Opinion
November 18, 1992
Appeal from the Supreme Court, Erie County, Francis, J.
Present — Denman, P.J., Boomer, Lawton, Fallon and Doerr, JJ.
Order unanimously reversed on the law without costs, motion denied, cross motion granted and complaint dismissed. Memorandum: Special Term erred by denying defendant's cross motion to dismiss plaintiff's complaint for failure to file a timely notice of claim. Plaintiff did not serve a notice of claim within 90 days of the accident and did not move for permission to serve a late notice of claim within one year and 90 days following the accident (General Municipal Law § 50-e; Pierson v City of New York, 56 N.Y.2d 950, 954). Plaintiff argues that, because the Statute of Limitations was tolled for 60 days as a result of his delivery of the summons and complaint to the Sheriff pursuant to CPLR 203 (b) (5), his motion for leave, brought within 60 days of delivery of the summons and complaint to the Sheriff, was timely. That argument is without merit. The Court of Appeals in Berkshire Life Ins. Co. v Fernandez ( 71 N.Y.2d 874) has explained that CPLR 203 (b) (5) is not a tolling or extension provision. It defines the point at which a claim is interposed. Consequently, delivery of a summons and complaint to the Sheriff within the Statute of Limitations interposes the claim at that time, provided that service upon defendant occurs within the 60-day period provided by the statute (see, Berkshire Life Ins.
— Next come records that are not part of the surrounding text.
PR #1523, opened 2023-07-05
feat: pyproject.toml approach for mdformat

antazoey:
### What I did

This is kinda fresh and it may be a little hacky, but I'd like to use this approach to cut down the need of a whole config file that does almost nothing.

The reason we have to use a plugin is because `mdformat` is on the fence about supporting this out-of-the-box because of there are non-python projects that use `mdformat` and they prefer delegating to their plugin system (sound familiar?) 

So someone made this plugin and it seems to work and we only have 1 setting. 

### Checklist

### DIFF
--- a/.mdformat.toml
+++ b/.mdformat.toml
@@ -1,1 +1,0 @@
-number = true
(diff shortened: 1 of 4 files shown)


antazoey:
do we want this or not, i guess, given what we know

fubuloubu (approved):
lgtm

PR #2083, opened 2024-05-09
refactor: utilize super().config

antazoey:
### What I did

simple code sharing refactor and add a missing cfg doc

### Checklist

### DIFF
--- a/src/ape_ethereum/ecosystem.py
+++ b/src/ape_ethereum/ecosystem.py
@@ -88,6 +88,10 @@ BLUEPRINT_HEADER = HexBytes("0xfe71")
 
 class NetworkConfig(PluginConfig):
     required_confirmations: int = 0
+    """
+    The amount of blocks to wait before
+    considering a transaction 'confirmed'.
+    """
 
     default_provider: Optional[str] = "geth"
     """
@@ -353,7 +357,7 @@ class Ethereum(EcosystemAPI):
 
     @property
     def config(self) -> EthereumConfig:
-        return cast(EthereumConfig, self.config_manager.get_config(self.name))
+        return cast(EthereumConfig, super().config)
 
     @property
     def default_transaction_type(self) -> TransactionType:


dtdang (approved):

src/ape_ethereum/ecosystem.py
```diff
@@ -353,7 +357,7 @@ class Ethereum(EcosystemAPI):
 
     @property
     def config(self) -> EthereumConfig:
-        return cast(EthereumConfig, self.config_manager.get_config(self.name))
+        return cast(EthereumConfig, super().config)
```
fubuloubu, line 360: Won't this not work unless overrided somewhere in the class heirarchy? (it will have attribute error if not subclassed)

antazoey: it seems to work:

```python
(ape310) ➜  ape git:(chore/network-cfg-clean) ape console

In [1]: networks.ethereum.config.default_network
Out[1]: 'local'

In [2]: type(networks.ethereum.config)
Out[2]: ape_ethereum.ecosystem.EthereumConfig

In [3]: networks.polygon.config.default_network
Out[3]: 'local'

In [4]: type(networks.polygon.config)
Out[4]: ape_polygon.ecosystem.PolygonConfig
```

What `super().config` does as far as I understand is call `EcoystemAPI.config` which _is_ for sure a base class to `Ethereum`. The implementation for `EcosystemAPI.config` is:

```
    @property
    def config(self) -> PluginConfig:
        """
        The configuration of the ecosystem. See :class:`ape.managers.config.ConfigManager`
        for more information on plugin configurations.

        Returns:
            :class:`ape.api.config.PluginConfig`
        """

        return self.config_manager.get_config(self.name)
```

so ultimately we are sharing code by calling up to `super()`.

___

But I am curious why you say what you say here in case I don't understand because ngl, some of the class stuff i Python can be gray.

fubuloubu: As long as `EcosystemAPI.config` doesn't keep calling up (which it doesn't appear to do)

fubuloubu (approved):

src/ape_ethereum/ecosystem.py
antazoey: It would also have to call super() and so on

PR #2092, opened 2024-05-15
feat: add doctesting with github workflow

dtdang:
### What I did
Add github workflow for doctesting and some basic testing on the accounts userguide.

fixes: #

### Checklist

### DIFF
--- a/.github/workflows/docs.yaml
+++ b/.github/workflows/docs.yaml
@@ -37,17 +37,6 @@ jobs:
               name: DocumentationHTML
               path: docs/_build/ape
 
-        - name: Doctesting
-          run: |
-            sphinx-build -b doctest docs docs/_build/doctest
-            if grep -q '0 failed' docs/_build/doctest/output.txt; then
-              echo "All doctests passed!"
-            else
-              echo "Some doctests failed. See the output below."
-              cat docs/_build/doctest/output.txt
-              exit 1
-            fi
-
         - name: Commit and publish documentation changes to gh-pages branch
           run: |
               if [[ "${GITHUB_EVENT_NAME}" =~ "pull_request" ]]; then
--- a/.github/workflows/docs.yaml
+++ b/.github/workflows/docs.yaml
@@ -38,10 +38,8 @@ jobs:
               path: docs/_build/ape
 
         - name: Doctesting
-          run: sphinx-build -b doctest docs docs/_build/doctest
-        
-        - name: Check doctest results
           run: |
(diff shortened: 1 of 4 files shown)


.github/workflows/docs.yaml
```diff
@@ -37,6 +37,19 @@ jobs:
               name: DocumentationHTML
               path: docs/_build/ape
 
+        - name: Doctesting
+          run: sphinx-build -b doctest docs docs/_build/doctest
+        
+        - name: Check doctest results
+          run: |
```
fubuloubu, line 44: Think you need to combine these steps for it to work
```suggestion
          run: |
            sphinx-build -b doctest docs docs/_build/doctest
```

.github/workflows/docs.yaml
fubuloubu, line 1: Should doctest be run here? It runs on every PR right?

docs/userguides/accounts.md
fubuloubu, line 1: Good way to start, see if it works

fubuloubu (dismissed):

.github/workflows/docs.yaml
dtdang: This should be running on every PR since its part of the workflow checks. I was also debating if it should be under testing but thought that docs was the more fitting for where I had it.

docs/userguides/accounts.md
dtdang: Failing tests will show as failing in the docs workflow but PR still shows as passing because it only checks to see if lint and tests are passing so it might be better to move it under tests rather than docs.

.github/workflows/docs.yaml
fubuloubu: hmm, big difference is that docs only runs w/ 1 python version, vs. our tests run on a matrix across our supported versions

I could go either/or on which might be better, these seems like less setup though for sure

dtdang: Moving it to `test.yaml` works but seems to fail on github actions multiple times before it gets a passing check so I'm going to move the doctest back to `docs.yaml`

docs/userguides/accounts.md
fubuloubu: We can (and should) make the docs workflow required instead

fubuloubu (approved):

docs/userguides/accounts.md
fubuloubu: Based on what happened here: https://github.com/ApeWorX/ape/actions/runs/9113855127/job/25056403447

I think it looks pretty good. I just made the docs workflow required

PR #2096, opened 2024-05-17
fix: datetime utcnow bug

antazoey:
### What I did

`get_current_timestamp_ms` claimed to return UTC now but it wasn't actually. Also, `utcnow()` is deprecated.

### Checklist

### DIFF
--- a/tests/functional/utils/test_misc.py
+++ b/tests/functional/utils/test_misc.py
@@ -1,4 +1,4 @@
-from datetime import timezone, datetime
+from datetime import datetime
 from zoneinfo import ZoneInfo
 
 import pytest
@@ -12,6 +12,7 @@ from ape.utils.misc import (
     _dict_overlay,
     add_padding_to_strings,
     extract_nested_value,
+    get_current_timestamp_ms,
     get_package_version,
     is_evm_precompile,
     is_zero_hex,
@@ -19,7 +20,6 @@ from ape.utils.misc import (
     pragma_str_to_specifier_set,
     raises_not_implemented,
     run_until_complete,
-    get_current_timestamp_ms,
     to_int,
 )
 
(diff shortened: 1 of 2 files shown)


tests/functional/utils/test_misc.py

Co. v Fernandez, supra; see also, Matter of Long Is. Citizens Campaign v County of Nassau, 165 A.D.2d 52; cf., Peach Labs. v Irvington Union Free School Dist., 149 Misc.2d 407). CPLR 203 (b) (5) does not toll the Statute of Limitations; therefore, plaintiff's motion for leave to serve a late notice of claim, brought after the Statute of Limitations had run, was not timely.